The type of hoard will determine how many people - and how much time - are needed to clean the home.

For example, dealing with animal waste and the animals themselves will take much longer and cost more than sorting through some papers.

5. Hazardous materials

Hoarding is a mental disorder, and there is shame attached to it. Oftentimes, necessary maintenance of the home does not occur because of this shame, which means the plumbing can stop working. Naturally, this can result in a toxic living situation, as urine, feces, and animal waste can build up in the rooms.

If the person is hoarding animals or food, there will also be pests, bacteria, and fungus present in the home.

From the above, it is evident that a hoarder house can be filled with hazardous materials. When you enter the house and start sorting through items yourself, you need to wear personal protective equipment.

Dealing with biohazards can be dangerous, so it is best to contact a biohazard decontamination company like Chore-ology to safely clear and dispose of hazardous waste.

6. Difficulty of the cleaning process

This factor ties in with a lot mentioned above. "Difficulty" can be tough to assess, as it depends on the size, scope, and types of items hoarded.

The difficulty of cleaning the home mostly depends on how much was hoarded and how quickly hoarding services can clear all the items. For example, lots of small items will be much more difficult to clear than a couple of larger items or belongings stored in boxes.

7. Storage and disposal fees

Legally, all the items you're sorting through still belong to someone, which can make it complicated when it comes to throwing things away.

Family members can rent a storage unit (which should be factored into the cleaning costs) and store items for a certain period, during which time the hoarding homeowner can access the items and retrieve what they need.

If the hoarder has passed away, there might be a will stipulating what needs to happen with their belongings. This might also include storage of certain items, for which a storage unit will be needed.
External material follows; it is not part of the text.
PR #345, opened 2022-03-18
fix: explicitly make pageInfo non nullable

P4sca1:
`PageInfo` is nullable when `defaultFieldNullability` is `true`, but [the relay spec indicates, that `PageInfo` must not be nullable](https://relay.dev/graphql/connections.htm#sec-Connection-Types.Fields.PageInfo)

Cleaning companies will ensure proper disposal of items deemed trash. The cost of disposal is usually included in the cleaning quote.
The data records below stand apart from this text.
PR #261, opened 2020-08-07
sync with latest template including shellcheck

richm:
fix shellcheck issues
fix yamllint issues with truthy values

### DIFF
--- a/.travis/config.sh
+++ b/.travis/config.sh
@@ -53,7 +53,9 @@
 #
 #       - RUN_SHELLCHECK_DISABLED
 #       - RUN_SHELLCHECK_EXTRA_ARGS
-type -f lsr_check_python_version > /dev/null 2>&1 || . ${SCRIPTDIR}/utils.sh
+type -f lsr_check_python_version > /dev/null 2>&1 || . "${SCRIPTDIR}/utils.sh"
+# https://github.com/koalaman/shellcheck/wiki/SC2034
+# shellcheck disable=SC2034
 if lsr_check_python_version python -lt 3.0
 then
     PYTHON2_EXCLUDES="tests/ensure_provider_tests.py,scripts/print_all_options.py"
@@ -61,4 +63,6 @@ then
     RUN_PYLINT_EXCLUDE='^(\..*|ensure_provider_tests\.py|print_all_options\.py)$'
     RUN_FLAKE8_EXTRA_ARGS="--exclude ${FLAKE8_DEFAULT_EXCLUDES},${PYTHON2_EXCLUDES}"
 fi
+# https://github.com/koalaman/shellcheck/wiki/SC2034
+# shellcheck disable=SC2034
 LSR_PUBLISH_COVERAGE=normal
--- a/.travis/config.sh
+++ b/.travis/config.sh
@@ -1,4 +1,5 @@
-#!/bin/bash
+# https://github.com/koalaman/shellcheck/wiki/SC2148
+# shellcheck shell=bash
 # SPDX-License-Identifier: MIT
 #
 # Use this file to specify custom configuration for a project. Generally, this
@@ -40,6 +41,16 @@
 #
 #       - RUN_FLAKE8_DISABLED
 #       - RUN_FLAKE8_EXTRA_ARGS
+type -f lsr_check_python_version > /dev/null 2>&1 || . "${SCRIPTDIR}/utils.sh"
+# https://github.com/koalaman/shellcheck/wiki/SC2034
+# shellcheck disable=SC2034
+if lsr_check_python_version python -lt 3.0
+then
+    PYTHON2_EXCLUDES="tests/ensure_provider_tests.py,scripts/print_all_options.py"
+    FLAKE8_DEFAULT_EXCLUDES=".svn,CVS,.bzr,.hg,.git,__pycache__,.tox,.eggs,*.egg"
+    RUN_PYLINT_EXCLUDE='^(\..*|ensure_provider_tests\.py|print_all_options\.py)$'
+    RUN_FLAKE8_EXTRA_ARGS="--exclude ${FLAKE8_DEFAULT_EXCLUDES},${PYTHON2_EXCLUDES}"
+fi
 #
 #   * .travis/runsyspycmd.sh:
 #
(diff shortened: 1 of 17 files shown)


.travis/custom.sh
```diff
@@ -3,13 +3,14 @@
 
 set -e
 
-ME=$(basename $0)
-SCRIPTDIR=$(readlink -f $(dirname $0))
+#uncomment if you use $ME - otherwise set in utils.sh
```
nhosoi, line 6: This pr sets ME in utils.sh [0]. So we could just get rid of setting ME in each shell script? (not just from the scripts ME is not used, but is being used such as runcoveralls.sh, runflake8.sh, etc.?)
[0] - https://github.com/linux-system-roles/network/pull/261/files#diff-0dc30956d7844f3c69f23e3fd299cee0R197

richm: @nhosoi yes, we could probably get rid of `ME` in each shell script.  However, I didn't want to do this in this PR, since it will require some manual inspection to see if any of the custom scripts use `ME`, or did not source utils.sh.  We can do that in another PR.

.travis/config.sh
```diff
@@ -1,3 +1,4 @@
+#!/bin/bash
```
tyll, line 1: This changes looks wrong. config.sh is not an executable AFAIU.

.yamllint_defaults.yml
```diff
@@ -10,5 +10,7 @@ rules:
   brackets:
     max-spaces-inside: 1
     level: error
-  truthy: disable
+  truthy:
+    allowed-values: ["yes", "no", "true", "false"]
```
tyll, line 14: IMHO this huge commit buries this important policy change. I remember that there was an agreement to avoid such huge commits. Also, I still prefer to have either yes/no or true/false as allowed values instead of both pairs.

.travis/config.sh
richm: > This changes looks wrong. config.sh is not an executable AFAIU.

shellcheck flags this - and the way shellcheck suppressions work it would be difficult to suppress this one.  I suppose I could add it to the global ignore list, but then we would have to ensure that a real executable script has the `#!/bin/bash`

.yamllint_defaults.yml
richm: > IMHO this huge commit buries this important policy change. I remember that there was an agreement to avoid such huge commits. Also, I still prefer to have either yes/no or true/false as allowed values instead of both pairs.

ok - well - I'm not sure how to cherry pick changes from the template when syncing changes to all of the system roles repos - suggestions welcome

richm: > I remember that there was an agreement to avoid such huge commits. 

Then please, please review the template changes, and let's please get the template changes into a form where *all* of the repo maintainers can agree that, once the change is committed to template, that same exact change can be synced to all of the repos - otherwise, this process just won't scale

.travis/config.sh
```diff
@@ -55,4 +48,17 @@ fi
...
+#       - RUN_SHELLCHECK_DISABLED
+#       - RUN_SHELLCHECK_EXTRA_ARGS
+type -f lsr_check_python_version > /dev/null 2>&1 || . ${SCRIPTDIR}/utils.sh
+if lsr_check_python_version python -lt 3.0
+then
+    PYTHON2_EXCLUDES="tests/ensure_provider_tests.py,scripts/print_all_options.py"
+    FLAKE8_DEFAULT_EXCLUDES=".svn,CVS,.bzr,.hg,.git,__pycache__,.tox,.eggs,*.egg"
+    RUN_PYLINT_EXCLUDE='^(\..*|ensure_provider_tests\.py|print_all_options\.py)$'
+    RUN_FLAKE8_EXTRA_ARGS="--exclude ${FLAKE8_DEFAULT_EXCLUDES},${PYTHON2_EXCLUDES}"
+fi
```
tyll: This config code belongs to flake8/pylint but was moved to the shellcheck section in this PR.

.yamllint_defaults.yml
tyll: I added my comments about the values to https://github.com/linux-system-roles/template/pull/34#issuecomment-645402359.

Still, this is a squashed commit from the template instead of the individual commits originally used committed to the template and the commit message here does not even state that it will add/change anything related to yamllint/truthy.

> > IMHO this huge commit buries this important policy change. I remember that there was an agreement to avoid such huge commits. Also, I still prefer to have either yes/no or true/false as allowed values instead of both pairs.
> 
> ok - well - I'm not sure how to cherry pick changes from the template when syncing changes to all of the system roles repos - suggestions welcome

You can add the template repo as an additional remote to the working copies of the roles, then fetch and cherry pick commits from there. I did it the other way around when merging commits back from the network role to the template repo.

A probably cleaner solution would be to move all the template tools/code into its own python package that could be installed inside tox and do proper releases with release notes, there, then once something is done it can be released on pypi and would be picked up by the roles. Then the PRs in the roles would only contain the specific changes for the roles.

.travis/config.sh
tyll: What is the difficulty here? Does adding the "disable ..." comment instead of the shebang not help, here?

.travis/config.sh
richm: hmm - I was not aware that you were organizing the config.sh into "sections" . . .

.travis/config.sh
richm: it should be ok in this case - but in general, if the shellcheck directive is the first line in the file, or just after the shebang, it applies to the entire file - in this case, that is the desired behavior

richm: fixed in https://github.com/linux-system-roles/network/pull/261/commits/e2c5cd73388c6d75f3376f44aa5f2c799199c335

.yamllint_defaults.yml
richm: fixed in https://github.com/linux-system-roles/network/pull/261/commits/e2c5cd73388c6d75f3376f44aa5f2c799199c335 - added
```
rules:
    truthy: disable
```
to .yamllint.yml until such time as we can agree on what boolean format to enforce in system roles

.travis/config.sh
richm: fixed in https://github.com/linux-system-roles/network/pull/261/commits/e2c5cd73388c6d75f3376f44aa5f2c799199c335

.yamllint_defaults.yml
richm: > You can add the template repo as an additional remote to the working copies of the roles, then fetch and cherry pick commits from there.

Which is completely different than the current method of using sync-template.sh . . . which would require a significant rewrite of that script to implement such a procedure, or a completely new script.

Given this, and the other comments, I would prefer to move to a library based approach, possibly using a custom tox plugin as we have discussed in the past - something like https://github.com/greg-hellings/tox-ansible which https://github.com/oasis-roles uses - that would also increase our collaboration with the oasis group which we have been wanting to do

richm: So what I would like to do is to merge this PR as-is (or with some other minor modifications based on further review comments), then at some point in the near future implement a plugin based CI model.

richm:
ok - rebase and sign-off done
ok to merge?

tyll:
> > Could you please squash the "address review comments" commit in the respective other commits.
> 
> ok
> 
> > Also it would be nice to fix the issues first and enable shellcheck afterwards.
> 
> In this PR or in separate PRs?

In this PR is fine.

> Also, do you mean - have a commit that fixes all of the shellcheck issues first, in all of the files, including the files not modified by the network role that are synced from the template? Then a commit that enables the shellcheck test? I think that's the only way to do it if you want to both 1) have separate commits for fixing the shellcheck issues and enabling shellcheck 2) have each commit leave the repo in a state whereby you can run `tox` and all of the tests pass.
> 
> If so, my preference would be to do 2) but not 1). That is, have a single commit that both enables shellcheck and fixes all of the shellcheck issues.

If you think it is too much effort to separate adding shellcheck and fixing the issues, one commit can be fine, too. It seems that adding shellcheck consists of only three distinct changes (adding it to tox.ini, adding a new wrapper and updating the config.sh), so maybe it is feasible.

cathay4t:
@richm There is a conflict in `tox.ini`, can you rebase and I can continue the review work?

Thank you!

8. Location of the hoarder house

The location of the house will influence the cleaning cost since transportation will play a role.

A house located in a major city means the cleaning company won't have to travel too far, so transportation costs will be cheaper.
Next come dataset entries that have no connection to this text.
Issue #236, opened 2020-05-22
Cannot configure DEFROUTE in ifcfg files


on3iropolos:
If possible I would like to be able to configure the DEFROUTE within the configuration files opposed to manually naming every route. In my use case, I need to change the default interface to no longer have default route.

PR #263, opened 2020-08-11
Add defroute config option

xrow:
Will close https://github.com/linux-system-roles/network/issues/236

### DIFF
--- a/library/network_connections.py
+++ b/library/network_connections.py
@@ -316,6 +316,11 @@ class IfcfgUtil:
 
         ifcfg["DEVICE"] = connection["interface_name"]
 
+        if connection["defroute"] == "yes":
+            ifcfg["DEFROUTE"] = "yes"
+        elif connection["defroute"] == "no":
+            ifcfg["DEFROUTE"] = "no"
+ 
         if connection["type"] == "ethernet":
             ifcfg["TYPE"] = "Ethernet"
             ifcfg["HWADDR"] = connection["mac"]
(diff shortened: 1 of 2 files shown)


tyll:
Thank you for your patch. There are a few remaining tasks:

- This does not seem to touch the NetworkManager provider code - is this not needed, there? @thom311 what's your opinion?
- Please document the new option in the README
- This breaks the unit tests, so they need to be adjusted as well
- There seems to be another, unrelated problem with the CI (see https://github.com/linux-system-roles/template/pull/40) just in case you are seeing a failure about this.

thom311:
- this option would belong under the `ip` group, where it is related to `gateway4`.

- also, in a similar way an option for IPv6 would be necessary.

- the option must also be implemented for NetworkManager

- the option is for the most part the inverse of NetworkManager's `ipv4.never-default`. `DEFROUTE=no` directly corresponds to `ipv4.never-default=yes`. If you configure `ipv4.never-default=no`/`DEFROUTE=yes` and `ipv4.gateway`/`GATEWAY` set, then the behavior is also clear. However, it's less clear if you don't specify a `gateway4`. I think, for initscripts `DEFROUTE=yes` only makes sense if you also set a `GATEWAY`. In NetworkManager, if you set `ipv4.never-default=no` and leave `ipv4.gateway` unset, it may still obtain the gateway from DHCP. So, this case differs between initscripts and NetworkManager, and possibly the role should reject setting DEFROUTE without GATEWAY as invalid configuration.

- what this option really does, is configuring a standard default route (`0.0.0.0/0`) on the interface. Note that you can achieve the same thing by adding a manual route to `0.0.0.0/0`. I think `ipv4.never-default` and `ipv4.gateway` (or their initscripts pendant) have no other significance. Note that NetworkManager before version 1.22.0, it wasn't supported to add `/0` routes in `ipv4.routes`, on those systems only the standard default route could be added (by `ipv4.never-default=no`).

jaedolph:
Since this PR had gone stale, I have created a new one that addresses this issue #309. Have also tried to address the review comments regarding NetworkManager.

cathay4t:
Closing as dup of #309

Houses in rural or remote locations will cost more to clean because the cleaning company will have to drive further to get to them and haul trash loads away.

How To Save On Hoarding Cleanup Costs

The easiest way to save money when paying for cleanup services is to minimize the amount of items that the professional team must deal with and dispose of:

  • Sell items that are in good condition and have value.

  • Donate clothes, appliances, and furniture that can't be sold.

  • Separate belongings into three piles: "Keep", "Donate", and "Trash". This simplifies the cleanup process for professional cleaners.

  • Recycle paper, plastic, and metal.

  • Ask family and friends to come help sort through items to reduce labor costs.

  • Look for community programs that might help with hoarding cleanup for free.

  • Negotiate with the cleanup team for the best rates.